# Dowel Cutter for Brace/Hand Drill



## Chaz (Oct 18, 2012)

Does anyone know of a bit for cutting dowels? I have seen them for Drill presses but so far unable to find one for a brace/hand drill. I don't have any room for powertools so I have to go old school. 

Thanks in advance,

Chaz


----------



## Phil P (Jul 25, 2010)

Hi Chaz

If you want to go old school with dowels then maybe what you need is one of these, a dowel plate. Nice thing is you can also make your own from steel plate for very little money. Fix the dowel plate to your bench, rough cut the timber approx to size, then pound through with a wooden mallet (see YouTube video, here). To make dowel insertion into holes easier you might also need a dowel pointer bit for use in the brace - these are still made by a few firms like Famag and Kunz

Regards

Phil

:


----------



## AndyL (Jun 3, 2011)

Veritas make dowel cutters that work like a pencil sharpener. One way of using them is to hold the cutter in a vice and drive the stock through it using a hand drill. Matthias at Woodgears has a home-made version using a block of wood and a chisel Making dowels - the pencil sharpener method !

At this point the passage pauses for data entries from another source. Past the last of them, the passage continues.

PR #1063, opened 2020-10-27
polyfill: fix intl tests for japanese calendar

ryzokuken:
/cc @justingrant @ptomato

### DIFF
--- a/polyfill/test/intl.mjs
+++ b/polyfill/test/intl.mjs
@@ -66,11 +66,11 @@ describe('Intl', () => {
         second: 30,
         calendar: 'japanese'
       });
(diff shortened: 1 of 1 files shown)


ptomato:
Apparently this fixes broken tests on some platforms, but breaks working tests on others. I think we need to figure out the reason for this discrepancy. Maybe mark these tests as `it.skip(...)` for the time being?

justingrant:
Why not just keep working tests like #1061 until we figure out what's causing environments to be different?  Even if we can figure it out, other contributors who maybe have an older environment may end up with broken tests. Seems better to either skip the bad tests or to accept both formats like #1061. I like the latter better but either are OK.

ptomato:
Closing, #1061 is merged.

PR #1065, opened 2020-10-28
Fix bugs in rounding algorithm

ptomato:
Currently requires #1060, so review that first.

Closes: #1059

### DIFF
--- a/polyfill/test/duration.mjs
+++ b/polyfill/test/duration.mjs
@@ -941,10 +941,17 @@ describe('Duration', () => {
       equal(`${d.round({ smallestUnit: 'years', relativeTo })}`, 'P6Y');
       equal(`${d.negated().round({ smallestUnit: 'years', relativeTo })}`, '-P6Y');
     });
-    it('balances differently depending on relativeTo', () => {
+    it('balances up differently depending on relativeTo', () => {
       const fortyDays = Duration.from({ days: 40 });
       equal(`${fortyDays.round({ largestUnit: 'years', relativeTo: '2020-01-01' })}`, 'P1M9D');
       equal(`${fortyDays.round({ largestUnit: 'years', relativeTo: '2020-02-01' })}`, 'P1M11D');
+      equal(`${fortyDays.round({ largestUnit: 'years', relativeTo: '2020-03-01' })}`, 'P1M9D');
+      equal(`${fortyDays.round({ largestUnit: 'years', relativeTo: '2020-04-01' })}`, 'P1M10D');
+      const minusForty = Duration.from({ days: -40 });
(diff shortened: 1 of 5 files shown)


docs/calendar.md
```diff
@@ -269,36 +269,38 @@ date.day         // => 7
...
 - `options` (object): An object with properties representing options for the operation.
   The following options are recognized:
   - `largestUnit` (optional string): The largest unit of time to allow in the resulting `Temporal.Duration` object.
     Valid values are `'auto'`, `'years'`, `'months'`, and `'days'`.
     The default is `'auto'`.
 
-**Returns:** a `Temporal.Duration` representing the difference between `larger` and `smaller`.
+**Returns:** a `Temporal.Duration` representing the time elapsed after `one` and until `two`.
 
 If either of `smaller` or `larger` are not `Temporal.Date` objects, then they will be converted to one as if they were passed to `Temporal.Date.from()`.
```
justingrant, line 285: Don't you mean "`one` or `two`" not "`smaller` or `larger`"

polyfill/test/duration.mjs
```diff
@@ -941,10 +941,13 @@ describe('Duration', () => {
...
       equal(`${d.negated().round({ smallestUnit: 'years', relativeTo })}`, '-P6Y');
     });
-    it('balances differently depending on relativeTo', () => {
+    it('balances up differently depending on relativeTo', () => {
       const fortyDays = Duration.from({ days: 40 });
       equal(`${fortyDays.round({ largestUnit: 'years', relativeTo: '2020-01-01' })}`, 'P1M9D');
       equal(`${fortyDays.round({ largestUnit: 'years', relativeTo: '2020-02-01' })}`, 'P1M11D');
+      const minusForty = Duration.from({ days: -40 });
+      equal(`${minusForty.round({ largestUnit: 'years', relativeTo: '2020-01-01' })}`, '-P1M9D');
+      equal(`${minusForty.round({ largestUnit: 'years', relativeTo: '2020-02-01' })}`, '-P1M9D');
```
justingrant, line 950: It might be more useful to use 2020-03-01 and 2020-04-01 as the starting point where the durations would be different, as opposed to 2020-01-01 and 2020-02-01 where both cases only have to traverse 31-day months .

justingrant (approved):
Looks great, other than the handful of minor issues I noted.

polyfill/test/duration.mjs
ptomato: I wanted to check that the results were different for the same `relativeTo`, but this is also a good point. I've done both in both cases now.

Ms2ger (approved):

PR #1078, opened 2020-10-30
Remove some references to 'era' in CalendarFields() calls.

Ms2ger:


ptomato (approved):
:+1:, I must have missed these

PR #1081, opened 2020-10-30
toString extra options

ptomato:
Closes: #703

### DIFF
--- a/docs/zoneddatetime.md
+++ b/docs/zoneddatetime.md
@@ -1078,6 +1078,9 @@ zdt1.equals(zdt1); // => true
 
 - `options` (optional object): An object with properties influencing the formatting.
   The following options are recognized:
+  - `calendar` (string): Whether to show the calendar annotation in the return value.
+    Valid values are `'auto'`, `'always'`, and `'never'`.
+    The default is `'auto'`.
   - `fractionalSecondDigits` (number or string): How many digits to print after the decimal point in the output string.
     Valid values are `'auto'`, 0, 1, 2, 3, 4, 5, 6, 7, 8, or 9.
     The default is `'auto'`.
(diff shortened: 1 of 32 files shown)


docs/zoneddatetime.md
```diff
@@ -1072,7 +1072,30 @@ zdt1.equals(zdt2); // => false (same offset but different time zones)
...
+    The default is `'auto'`.
+  - `timeZone` (string): Whether to show the time zone name annotation in the return value.
+    Valid values are `'auto'` and `'never'`.
+    The default is `'auto'`.
+  - `calendar` (string): Whether to show the calendar annotation in the return value.
+    Valid values are `'auto'`, `'always'`, and `'never'`.
+    The default is `'auto'`.
+  - `fractionalSecondDigits` (number or string): How many digits to print after the decimal point in the output string.
+    Valid values are `'auto'`, 0, 1, 2, 3, 4, 5, 6, 7, 8, or 9.
+    The default is `'auto'`.
```
justingrant, line 1092: Is the behavior of `auto` defined anywhere in the docs? I didn't see it here but might have missed it.

polyfill/lib/zoneddatetime.mjs
```diff
@@ -453,8 +467,9 @@ function zonedDateTimeToString(zdt, precision, options = undefined) {
   minute = ES.ISODateTimePartString(minute);
   const seconds = ES.FormatSecondsStringPart(second, millisecond, microsecond, nanosecond, precision);
   const tz = GetSlot(zdt, TIME_ZONE);
-  const offset = ES.GetOffsetStringFor(tz, GetSlot(zdt, INSTANT));
-  const zone = ES.TimeZoneToString(tz);
-  const calendar = ES.FormatCalendarAnnotation(GetSlot(zdt, CALENDAR));
-  return `${year}-${month}-${day}T${hour}:${minute}${seconds}${offset}[${zone}]${calendar}`;
+  let result = `${year}-${month}-${day}T${hour}:${minute}${seconds}`;
```
justingrant, line 470: I noticed that the `__repr__` property isn't using the same format as here. Is this intentional?

```js
ZonedDateTime {_repr_: "Temporal.ZonedDateTime <2020-11-01T01:30:00.0-07:00[America/Los_Angeles]>"}
```

Note the `.0` after the seconds, which looks odd.

justingrant (approved):
Quick review of the ZDT parts. Looks good.

polyfill/lib/zoneddatetime.mjs
ptomato: I added a commit fixing this.

docs/zoneddatetime.md
ptomato: Fixed this, I had neglected to copy a few paragraphs from DateTime.

Ms2ger (changes requested):

polyfill/lib/yearmonth.mjs
```diff
@@ -4,18 +4,29 @@ import { GetISO8601Calendar } from './calendar.mjs';
...
-function YearMonthToString(yearMonth) {
+function YearMonthToString(yearMonth, showCalendar = 'auto') {
   const year = ES.ISOYearString(GetSlot(yearMonth, ISO_YEAR));
   const month = ES.ISODateTimePartString(GetSlot(yearMonth, ISO_MONTH));
   let resultString = `${year}-${month}`;
-  const calendar = ES.FormatCalendarAnnotation(GetSlot(yearMonth, CALENDAR));
-  if (calendar) {
+  const calendar = GetSlot(yearMonth, CALENDAR);
+  const calendarString = ES.FormatCalendarAnnotation(calendar, showCalendar);
+  if (calendarString || !ES.IsTemporalCalendar(calendar) || GetSlot(calendar, CALENDAR_ID) !== 'iso8601') {
```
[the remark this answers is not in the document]
ptomato: The string has to include the day if the calendar is non-ISO, and omit the day if it is ISO. But in hindsight there is a better way to accomplish that than this confusing condition.

Ms2ger (approved):

PR #1083, opened 2020-10-31
Correct timezone offset allowed range 

akshgpt7:
Fixes #1036

### DIFF
--- a/polyfill/lib/regex.mjs
+++ b/polyfill/lib/regex.mjs
@@ -10,7 +10,7 @@ export const calendarID = new RegExp(`(?:${calComponent.source}(?:-${calComponen
 const yearpart = /(?:[+\u2212-]\d{6}|\d{4})/;
 export const datesplit = new RegExp(`(${yearpart.source})(?:-(\\d{2})-(\\d{2})|(\\d{2})(\\d{2}))`);
 const timesplit = /(\d{2})(?::(\d{2})(?::(\d{2})(?:[.,](\d{1,9}))?)?|(\d{2})(?:(\d{2})(?:[.,](\d{1,9}))?)?)?/;
-export const offset = /([+\u2212-])([0-2][0-9])(?::?([0-5][0-9])(?::?([0-5][0-9])(?:[.,](\d{1,9}))?)?)?/;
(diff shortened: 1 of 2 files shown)


polyfill/lib/regex.mjs
```diff
@@ -7,7 +7,7 @@ export const calendarID = new RegExp(`(?:${calComponent.source}(?:-${calComponen
 const yearpart = /(?:[+\u2212-]\d{6}|\d{4})/;
 export const datesplit = new RegExp(`(${yearpart.source})(?:-(\\d{2})-(\\d{2})|(\\d{2})(\\d{2}))`);
 const timesplit = /(\d{2})(?::(\d{2})(?::(\d{2})(?:[.,](\d{1,9}))?)?|(\d{2})(?:(\d{2})(?:[.,](\d{1,9}))?)?)?/;
-export const offset = /([+\u2212-])([0-2][0-9])(?::?([0-5][0-9])(?::?([0-5][0-9])(?:[.,](\d{1,9}))?)?)?/;
+export const offset = /([+\u2212-])([0-1][0-9]|[2][0-3])(?::?([0-5][0-9])(?::?([0-5][0-9])(?:[.,](\d{1,9}))?)?)?/;
```
ptomato, line 10: Small improvement: `[0-1]` can be simplified to `[01]` (since no range is necessary) and `[2]` can be simplified to `2` (since it is only one character, not a choice.)

ptomato (commented):
Very much appreciated, thanks! Would you be able to add a regression test for this as well? `polyfill/test/timezone.mjs` would be a good place to add that.

akshgpt7:
> Would you be able to add a regression test for this as well?
Sure! On it.

polyfill/lib/regex.mjs
akshgpt7: Thanks, makes sense, I'll make the change.

Ms2ger:
This will also need a rebase

akshgpt7:
I'll rebase and squash the commits once I'm done with writing the test.

ryzokuken (approved):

Maybe I've misinterpreted the question here - Chaz, were you thinking of short plugs rather than long dowels?


----------



## MAFoElffen (Jun 8, 2012)

I've used bullnose or double bullnose bits on a router table and take the profile from both sides of my stock... Then lightly sanded. I use the same style bit to make slats for roll top desks.


----------